| WORK ORDER |
Select all lines holding the word "dinvgamma" from the entries that follow.

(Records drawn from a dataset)
PR #316, opened 2017-05-01
flat priors functionality (dflat, dhalfflat)

paciorek:


paciorek:
For dinvgamma, I was just mimicing what dgamma in R does. Hadn't really
thought through why it's set up that way. Note that dinvgamma is not part
of this PR; it's already in 0.6-4.

Good point about the as.numeric; I'm not sure why I put that in there...

perrydv:
LGTM (so go ahead and merge)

| TASK ANSWER |
For dinvgamma, I was just mimicing what dgamma in R does. Hadn't really
thought through why it's set up that way. Note that dinvgamma is not part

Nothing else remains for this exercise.